» AIM OF THE TASK: Go through the lines below one by one and count those holding the string "opened". Give the count alone.

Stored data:
PR #3198, opened 2020-03-15
Standardize the names of tensor, plan, and worker command messages

karlhigley:
Depends on OpenMined/syft-proto#53.


karlhigley:
Yeah, I'm not so sure either. Possible that they could share an underlying implementation?

PR #3199, opened 2020-03-15
Improve Plans flexibility

### LINKED ISSUE #3184: Improve Plans flexibility

tudorcebere:
This PR fixes #3184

» WRITTEN RESPONSE: 2